PR #119, opened 2022-03-21
Update on checkpointing

jychoi-hpc:
This is an update for checkpointing and restarting. 

Now it saves both model and optimizer states and loads when restarting. It works in a distributed setting too.


streeve (approved):
Looks great!

pzhanggit (approved):

allaffa (approved):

→ Action item
The answer consists of every entry, returned exactly.

→ Solution for this problem
PR #119, opened 2022-03-21
Update on checkpointing

jychoi-hpc:
This is an update for checkpointing and restarting. 

Now it saves both model and optimizer states and loads when restarting. It works in a distributed setting too.


streeve (approved):
Looks great!

pzhanggit (approved):

allaffa (approved):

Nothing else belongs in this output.